You don’t know it’s called Military Sexual Trauma (MST) and Post Traumatic Stress Disorder (PTSD). They haven’t even named it yet. All you know is you can’t sleep. Certain things drop you into a cold shaking sweat. Memories hit you like a baseball bat across the face. You can’t stand crowds, or crowded streets. You have to sit with your back to a wall. You constantly scan for danger. You do perimeter checks before you can lie down at night. And god help the person that sneaks up behind you or touches you without warning you first, if you don’t see them or know they’re there. Sometimes a smell, or sound, or sight throws you right back there and it’s like it’s really happening all over again. You are fighting a war inside yourself, and your spirit has become the killing field.
It’s an invisible war because no one can see a missing limb. And no one wants to hear about it. No one wants to know. They just want you to get over it. It’s invisible because it’s fought against women, and believe it or not against men, in the shadows. Very few perpetrators ever see any prison time or even bad conduct discharges. Often, instead, they are promoted and moved, while their victims are processed out of the service with less than honorable discharges–making them ineligible for veteran’s benefits, including mental health services. It’s invisible because it’s swept under the proverbial carpet.

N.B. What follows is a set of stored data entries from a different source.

PR #753, opened 2025-01-01
Allow public access to entity mapping function

BigBadE:
When sending messages to the server, users have no way to map local to remote entities and vice versa. This means there's no built-in way to make messages store entity references. This could be solved by adding a component to the entity instead, but it's just such a more complex and convoluted solution to a simple issue. There also doesn't seem to be a reason why these constant non-state changing functions in a publicly accessible struct aren't able to be read.

### DIFF
--- a/lightyear/src/shared/replication/entity_map.rs
+++ b/lightyear/src/shared/replication/entity_map.rs
@@ -88,7 +88,7 @@ impl RemoteEntityMap {
     /// It's possible that the remote_entity was already mapped by the sender,
     /// in which case we don't want to map it again
     #[inline]
-    pub(crate) fn get_local(&self, remote_entity: Entity) -> Option<Entity> {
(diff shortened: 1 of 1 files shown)


cBournhonesque:
These functions are heavily tied to lightyear internals and should probably stay private.

Entities within messages are actually automatically mapped to the correct World when a message is sent/received, so there shouldn't be a need to expose these functions. Did you run `add_map_entities()` when registering the message to your protocol? https://docs.rs/lightyear/latest/lightyear/prelude/struct.MessageRegistry.html#customizing-message-behaviour

Or is there any situation in particular where the automatic entity mapping doesn't work for you?

BigBadE:
Oh wow, I missed that feature! I was wondering how there wasn't some way to map entities that I could find, I guess I just searched in the wrong place.

PR #776, opened 2025-01-06
fix: register prespawned entity in predicted_entity_map during server…

OlivierCoue:
Currently when a server pre spawned entity is matched with a client one, PreSpawnedPlayerObject is removed and Predicted is added but it does not get added to the predicted_entity_map.

This is an issue because the Predicted entity is not despawned when the confirmed one is despawned (by despawn_confirmed) 

https://github.com/cBournhonesque/lightyear/blob/774e948dcadc2564ea07540b5ea73ed8cbd81368/lightyear/src/client/prediction/despawn.rs#L90


cBournhonesque:
Thanks, great catch!

Issue #683, opened 2024-11-02
game controller crash on WASM


simbleau:
I have a standard xbox controller and I'm on MacOS. My game runs on wasm.

I can reproduce a panic in lightyear's integration with leafwing input manager:
<img width="1467" alt="image" src="https://github.com/user-attachments/assets/4bc4b4da-51c2-4f6f-bf7f-604993a20c49">

Unfortunately I don't know much other than this, console is pretty unhelpful.

Steps to reproduce:
- Run a bevy game
- Connect a new xbox controller after the game starts
- Panic occurs

If I have the xbox controller connected prior to the page (bevy game) loading, I don't get a panic.

cBournhonesque:
I;m nit sure, it might be a leafwing issue?

Jieiku:
One way to test would be to see if this happens in a bevy game that uses leafwing but NOT lightyear.

If I get a little free time I will try to reproduce this and determine the cause.

Jieiku:
@simbleau I added basic controller support to the avian 3d character example: https://github.com/cBournhonesque/lightyear/commit/874c54af56a9bcfd7af7c89de68cfcbe2dab698c

I am on linux.

- controller unplugged
- launched the client:

```bash
cd lightyear/examples/avian_3d_character
trunk serve --features=client
```

- launch the server:

```bash
cd lightyear/examples/avian_3d_character
cargo run --features=server
```

- open google chrome to the address that trunk serve shows: `http://127.0.0.1:8080/`

- character seems to move fine with WASD keys.
- plug controller in, character also works fine with controller.

I am guessing your issue was either resolved in leafwing since you opened this a couple months ago, or your issue is specific to your operating system or browser.... I would think it should not really matter what your OS is if you are also using google chrome.

cBournhonesque:
I'll close this for now; will re-open if we can get another reproduction

PR #792, opened 2025-01-09
add missing dependencies, add avian3d simple gamepad support

Jieiku:
This pull request adds a few missing dependencies.

benches/bitcode_packing was missing depencies, which was flagging some errors in my IDE.

The build_wasm.sh script in the examples folder was failing because it could not find the websocket dependency, so I added that dependency to the simple_box, spaceships, and avian_3d_character examples, so that I could build the wasm.

I also added very basic gamepad support to avian_3d_character, which provides example gamepad usage and will allow testing for https://github.com/cBournhonesque/lightyear/issues/683

### DIFF
--- a/examples/spaceships/Cargo.toml
+++ b/examples/spaceships/Cargo.toml
@@ -20,7 +20,7 @@ bevygap_server = ["lightyear_examples_common/bevygap_server", "server"]
 steam = ["lightyear_examples_common/steam"]
 
 [dependencies]
-lightyear_examples_common = { workspace = true, features = ["websocket"] }
+lightyear_examples_common.workspace = true
 metrics-exporter-prometheus = { workspace = true, optional = true }
 leafwing-input-manager = { workspace = true, features = ["keyboard", "mouse"] }
 avian2d = { workspace = true, features = [
--- a/examples/spaceships/Cargo.toml
+++ b/examples/spaceships/Cargo.toml
@@ -20,7 +20,7 @@ bevygap_server = ["lightyear_examples_common/bevygap_server", "server"]
 steam = ["lightyear_examples_common/steam"]
 
 [dependencies]
-lightyear_examples_common.workspace = true
+lightyear_examples_common = { workspace = true, features = ["websocket"] }
 metrics-exporter-prometheus = { workspace = true, optional = true }
 leafwing-input-manager = { workspace = true, features = ["keyboard", "mouse"] }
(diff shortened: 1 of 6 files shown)


examples/spaceships/Cargo.toml
```diff
@@ -20,7 +20,7 @@ bevygap_server = ["lightyear_examples_common/bevygap_server", "server"]
 steam = ["lightyear_examples_common/steam"]
 
 [dependencies]
-lightyear_examples_common.workspace = true
+lightyear_examples_common = { workspace = true, features = ["websocket"] }
```
cBournhonesque, line 23: that shouldn't be necessary since the `default` features above contain websocket, no?
```
default = ["lightyear_examples_common/websocket"]
```

Jieiku: not necessary to run the example with cargo, but when you run the build_wasm script shell script in the examples folder it specifically says that it cannot find the WebSocket Variant in ServerTransports, once I added that feature to common the build_wasm script was able to compile the wasm examples.

Jieiku: I am building again with it commented out so that I can screen shot the error.

cBournhonesque: I see, i'm a little hesitant on including this dependency by default for the example.
Maybe the build_wasm script command can just use 
`--features=lightyear_examples_common/websocket`

(I haven't used the script myself, it was contributed by @RJ for bevygap, I just call `trunk server` to start the wasm examples)

Jieiku: ahhh, that would work too! I will add another commit in a second.

Jieiku:
Tell me more about the `trunk server` that you use to test the wasm examples. I would like to try that out.

examples/spaceships/Cargo.toml
Jieiku: The error about the websockets was from running [./build_wasm.sh](https://github.com/cBournhonesque/lightyear/blob/main/examples/build_wasm.sh)



I will try out using `trunk server` like you do:

https://github.com/cBournhonesque/lightyear/tree/main/examples#testing-in-wasm-with-webtransport

Jieiku: @cBournhonesque let me know if anything else needs fixed/changed. Thanks :)

cBournhonesque:
LGTM, thanks!

PR #841, opened 2025-01-26
Separate new() and new_with_app_id()

NathanTaylorHunt:
If you call init() on the SteamAPI, it will automatically determine the AppId, otherwise you can call init_app() and provide an explicit AppId.

https://docs.rs/steamworks/latest/steamworks/struct.Client.html#method.init

### DIFF
--- a/lightyear/src/connection/steam/steamworks_client.rs
+++ b/lightyear/src/connection/steam/steamworks_client.rs
@@ -19,13 +19,25 @@ impl std::fmt::Debug for SteamworksClient {
 }
 
 impl SteamworksClient {
-    /// Creates and initializes the Steamworks client. This must only be called
-    /// once per application run.
-    pub fn new(app_id: u32) -> Self {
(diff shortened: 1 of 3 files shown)


lightyear/src/connection/steam/steamworks_client.rs
```diff
@@ -31,6 +31,18 @@ impl SteamworksClient {
         }
     }
 
+    /// Creates and initializes the Steamworks client. This must only be called
+    /// once per application run.
```
cBournhonesque, line 35: Can you add a comment that the app_id will usually be read from a steam_appid.txt file?

NathanTaylorHunt: Sure, I copied the comment from the steamworks rs docs:
https://docs.rs/steamworks/latest/steamworks/struct.Client.html#method.init

cBournhonesque:
Thanks!

PR #844, opened 2025-01-26
Emit disconnect event on connection failure

cBournhonesque:
We were emitting a DisconnectEvent on the client if we were already connected and a disconnect happened (from io, or from the server, or because the client request it).

However we were not emitting a disconnect-event when the client fails to connect (for example for io reasons, etc.)


lightyear/src/client/networking.rs
```diff
@@ -66,14 +66,6 @@ impl Plugin for ClientNetworkingPlugin {
                     .chain(),
             )
             // SYSTEMS
-            .add_systems(
```
cBournhonesque, line 69: this system was weirdly duplicated + i don't think it's necessary anymore for it to be in a different set

PR #866, opened 2026-02-02
add interface selection to FTDI

xbtu2:
- Interface Selection: Added an interface_select parameter to the FTDI constructor and passed it down to the underlying pylibftdi.Device during setup. This allows targeting specific interfaces on multi-port FTDI chips.
- Robust Device Logging: Improved the debug logging for connected devices. It now includes a try-except block when retrieving serial numbers to prevent ValueError crashes (common when a device is busy or permissions are restricted).
- Initialization: Updated the setup() method to utilize the new _interface_select member when instantiating the Device object.


rickwierenga:
thanks!

PR #871, opened 2026-02-03
Adding sequential pipetting

kelvin-ho-t-therapeutics:
Currently when aspirating from the same resource for all channels, the liquid handler will assume the user would like all pipettes to go into the resource well in one operation. However, when the resource well is too small, it raises a ValueError ("Resource is too small to space channels."). This causes a problem when doing assembly plates where one might aspirate from the same resource well (small 96-plate), but dispensing into different destination wells.

I used Chatgpt to write some code which detects whether it can go into the resource well in one operation and if not it goes into the sequential fallback which will process the list of aspirations as individual operations. I have tested this on a Hamilton STARlet with an internal protocol, but please test this using other wet lab protocols.


rickwierenga:
@BioCam is working on similar things :) @BioCam can you please handle this PR?

BioCam:
Sorry for the massive delay - and huge thank you to @kelvin-ho-t-therapeutics for this PR!

We have been working on a permanent solution to this and associated problems by creating a pipette positioning system in [PR#949 Encapsulate pipette batch scheduling into backend-agnostic module](https://github.com/PyLabRobot/pylabrobot/pull/949).

This has now been merged after a long development process.

We can now apply it to the problem of this PR and close this PR :)

PR #875, opened 2026-02-04
Resize `STAR(let)Deck.size_x`

BioCam:


pylabrobot/resources/deck.py
```diff
@@ -21,7 +21,7 @@ class Deck(Resource):
   def __init__(
     self,
     name: str = "deck",
-    size_x: float = 1360,
+    size_x: float = 1005,
```
rickwierenga: let's just remove the default values here altogether 😅

pylabrobot/resources/hamilton/hamilton_decks.py
```diff
@@ -501,15 +497,19 @@ def __init__(
...
+    # assign trash area, positioned 25mm to the right of the waste block
+    if with_trash:
+      if with_waste_block:
+        waste_block_x = self.get_resource("waste_block").get_location_wrt(self).x
+      else:
+        # Fallback: anchor to the rightmost rail when no waste block is present.
+        waste_block_x = self.rails_to_location(self.num_rails - 1).x
+      trash_x = waste_block_x + 25
+
+      self.assign_child_resource(
```
rickwierenga: if we have to put this stuff in this PR, then let's merge it with waste. so we have one flag. it is one object that contains both. we should not have two flags

pylabrobot/resources/deck.py
```diff
@@ -21,7 +21,7 @@ class Deck(Resource):
...
     size_y: float = 653.5,
     size_z: float = 900,
     origin: Coordinate = Coordinate(0, 0, 0),
```
rickwierenga, line 27:
```suggestion
    self,
    name: str = "deck",
    size_x: float,
    size_y: float,
    size_z: float,
    origin: Coordinate = Coordinate(0, 0, 0),
```

PR #881, opened 2026-02-07
correct core gripper resource position on hamilton star and starlet deck

rickwierenga:
@BioCam


rickwierenga:
mostly for visualizer, but also just for nice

So you are also fighting a war with the patriarchy that wants to keep things as they are. The way that lets predators rape women and men and get away with it, while their victims are at best ignored and at worst criminalized in the military justice system.

There is also war in the moments where fear, duty, shame, courage, and friendship vie with each other: fire fights that scare the hell out of you and you want to run for cover but you know if you do someone depending on you will probably die, and in the split seconds you have to decide who you can save and who you have to let die, and …

The thing is, there are all kinds of wars and they all end up being fought on the inside of people, don’t they?